Obviously this not what you're building but here is an example of what I quickly sketched up with my project. Not nearly as fancy as GTZ's but greatly helped with material/ sizes needed, etc.


----------



## SrsSarcasM (Jan 28, 2016)

Coming from someone who does woodwork on a daily basis and has built a stands/cabinets/side tables/etc, I don't understand where the structural strength is coming from in the build you linked.

Firstly 1" thick wood is not very strong, and pocket screws are one of the weakest forms of joining wood together and should never be used to hold up significant weight like a fish tank. See my favourite youtube woodsmith for videos on just how bad pocket screws are compared to any other conventional wood-joining method: http://woodgears.ca/joint_strength/pockethole.html.

Having no internal support or cross support in the middle is also very worrying especially for such a long tank.

An 8 foot tank just won't be adequately supported by 1" thick boards, and even ignoring the actual wight holding capacity of the joints and the wood itself, all of the weight of the tank will be sitting on just the 1" perimeter of the bottom of your tank. Very bad design.
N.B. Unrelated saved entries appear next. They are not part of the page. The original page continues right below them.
PR #2430, opened 2016-12-27
Fixed RandomLogic and RandomPool to work correctly.

gordey4doronin:
I was playing around with `RandomPool` and it turned out it works as thought it is `round robin`.
I checked the code and found the root of the problem :)
Looks like a simple copy-paste typo.

Here is a list of fixes and additional improvements:

 - RandomLogic `Select Routee` upper bound fixed.
 - RandomPool `CreateRouter` fixed to use proper random logic.
 - RandomSpec improved to have additional check for stochasticity (some of all random values definitely should be different from `iterationCount`).
 - RandomSpec additional tests added for `RandomGroup` and `RandomLogic`.
 - RoundRobinSpec fixed to instantiate with proper round robin pools.

### DIFF
--- a/src/core/Akka.Tests/Routing/RandomSpec.cs
+++ b/src/core/Akka.Tests/Routing/RandomSpec.cs
@@ -53,12 +53,12 @@ namespace Akka.Tests.Routing
             }
         }
 
-        private class BroadcastActor : ReceiveActor
+        private class RandomBroadcastActor : ReceiveActor
         {
             private readonly TestLatch _helloLatch;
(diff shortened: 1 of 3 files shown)


Aaronontheweb:
Looks like CI didn't pick this up due to the old age of the commit (19 days).

Please try this: http://stackoverflow.com/a/31540373/377476

gordey4doronin:
Ah, I see..
I had many commits then squashed them into one, and git picked up the first date in a row.
I've fixed and force pushed, let's see what CI will say.

Issue #2426, opened 2016-12-22
Actor with Resume strategy does not clear child actor's CurrentMessage


ali-ince:
I have discovered a strange behavior when using an actor with a kind of pool router configured with a OneForOneStrategy returning Directive.Resume.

I highly recommend following the tried-and-true stand template like this one and use 2x4 at least for the running lengths: http://www.reefcentral.com/forums/showthread.php?threadid=1169964

Stands like the one listed could be OK for a day, a month or a year, but do you really want to risk the cost of house damage, loss of livestock, loss of tank and equipment etc if your stand collapses, just to save a few bucks by not adequately designing it with correct internal supports?


----------



## jpbdh4 (Feb 28, 2016)

The link for the stand that SrsSarcasM just posted is almost exactly what I built because I didn't want the daily worry that I underbuilt it and wondering if today was going to be the day for a catastrophe. Or worse yet when you least expect it like out of town.


----------



## illy-d (Nov 6, 2005)

SrsSarcasM said:


> Coming from someone who does woodwork on a daily basis and has built a stands/cabinets/side tables/etc, I don't understand where the structural strength is coming from in the build you linked.
> 
> Firstly 1" thick wood is not very strong, and pocket screws are one of the weakest forms of joining wood together and should never be used to hold up significant weight like a fish tank. See my favourite youtube woodsmith for videos on just how bad pocket screws are compared to any other conventional wood-joining method: http://woodgears.ca/joint_strength/pockethole.html.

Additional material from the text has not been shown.